═════ INFORMATION SHOWN ═════

PR #6315, opened 2026-07-15
[9570] Update Funding Type content on trainee funding screens to align with new Financial Incentives requirements

Reyko:
### Context

[9570-update-funding-type-content-on-trainee-funding-screens-to-align-with-new-financial-incentives-requirements](https://trello.com/c/wp9s8T2r/9570-update-funding-type-content-on-trainee-funding-screens-to-align-with-new-financial-incentives-requirements)

### Important business

### DIFF
--- a/app/components/funding/view.rb
+++ b/app/components/funding/view.rb
@@ -67,7 +67,7 @@ module Funding
     end
 
     def grant_and_bursary_funding_row
-      funding_text = [grant_text, "<br>", funding_method].join.html_safe
+      funding_text = [tiered_grant_text, "<br>", funding_method].join.html_safe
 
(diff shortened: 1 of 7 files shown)


app/components/funding/view.rb
```diff
@@ -173,6 +173,10 @@ def bursary_funding_hint
       "<br>#{tag.span("#{format_currency(bursary_amount)} estimated bursary", class: 'govuk-hint')}"
     end
 
+    def bursary_worth_hint
```
tomtrentham: Just a small naming suggestion - maybe `amount` would make slightly more sense than `worth` here. I know the copy uses worth but I think amount is a bit more generic and consistent with the terminology we use elsewhere in the codebase.
```suggestion
    def bursary_amount_hint
```

tomtrentham (approved):
Looks like it aligns with all the designs and copy changes. 👍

═════

- [WHAT TO DO]:
Your answer must be the lines from the one containing "-67,7 +67,7 @@ module Funding" to the last line of the entries, repeated exactly and with nothing else.

- [RESPONSE]:
@@ -67,7 +67,7 @@ module Funding
     end
 
     def grant_and_bursary_funding_row
-      funding_text = [grant_text, "<br>", funding_method].join.html_safe
+      funding_text = [tiered_grant_text, "<br>", funding_method].join.html_safe
 
(diff shortened: 1 of 7 files shown)


app/components/funding/view.rb
```diff
@@ -173,6 +173,10 @@ def bursary_funding_hint
       "<br>#{tag.span("#{format_currency(bursary_amount)} estimated bursary", class: 'govuk-hint')}"
     end
 
+    def bursary_worth_hint
```
tomtrentham: Just a small naming suggestion - maybe `amount` would make slightly more sense than `worth` here. I know the copy uses worth but I think amount is a bit more generic and consistent with the terminology we use elsewhere in the codebase.
```suggestion
    def bursary_amount_hint
```

tomtrentham (approved):
Looks like it aligns with all the designs and copy changes. 👍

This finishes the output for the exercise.